Thanks. Hopefully there will be a Paph Forum next year and PP will be attending.


----------



## blondie (Sep 16, 2020)

It's a nice bloom brilliant shape


----------



## Happypaphy7 (Sep 17, 2020)

troy said:


> a good hybrid!! repost after a week or 2, they open up alot!!


This one stays like this. I like it a lot!  
Such a nice hybrid for sure!!


----------



## Happypaphy7 (Sep 17, 2020)

Djthomp28 said:


> I finally found one of these. I have enjoyed your so much I had to find one.



Should I feel guilty?


----------



## Happypaphy7 (Sep 17, 2020)

Linus_Cello said:


> Me likey. Where did folks get their plant from?
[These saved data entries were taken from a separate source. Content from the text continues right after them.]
PR #159, opened 2021-05-12
operates even without nsxt

richardtief:
We ran into a problem when there were no nsxt resources in vrops.


christopherhans (approved):
lgtm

Both mine were from Taiwan imported by a US vendor. I bought them at a local show.


----------



## Happypaphy7 (Sep 17, 2020)

orchid527 said:


> It really is a great flower. The first time you posted it, I was inspired to locate a couple of seedlings. They are still a year or so away from blooming, but I would be very happy if they turn out to be as nice as yours. Mike


I hope yours will bloom out nicely, Mike.


----------



## Happypaphy7 (Sep 17, 2020)

Bob in Albany N.Y. said:


> That sure is a beauty. Love that one.


Thank you, Bob.


----------



## Happypaphy7 (Sep 17, 2020)

blondie said:


> It's a nice bloom brilliant shape


Yes, I love it. I'm happy it has turned out this good.


----------



## DrLeslieEe (Sep 17, 2020)

Djthomp28 said:


> Seattle orchids and Paph Paradise have them. I am not sure what other sources there are.


You are a bunch of enablers!!! So I just got three of these from PP!


----------



## Djthomp28 (Sep 18, 2020)

Happypaphy7 said:


> Should I feel guilty?


Not about the first one but definitely about the second one


----------



## Djthomp28 (Sep 18, 2020)

DrLeslieEe said:


> You are a bunch of enablers!!! So I just got three of these from PP!


But think about how happy you will be!


----------



## Guldal (Sep 18, 2020)

DrLeslieEe said:


> You are a bunch of enablers!!!



As if you needed such!


----------



## Happypaphy7 (Sep 20, 2020)

Djthomp28 said:


> Not about the first one but definitely about the second one


Haha hope yours will open up nicely!


----------



## Happypaphy7 (Sep 26, 2020)

Djthomp28 said:


> Not about the first one but definitely about the second one


Well, now that you have one, I hope it grows well and bloom out nicely for you in the near future!


----------



## GuRu (Sep 29, 2020)

Though I don't want one (due to my limited space) I'm impressed by this lovely flower. Congrats.


----------



## Happypaphy7 (Sep 30, 2020)

GuRu said:


> Though I don't want one (due to my limited space) I'm impressed by this lovely flower. Congrats.


Thank you!


----------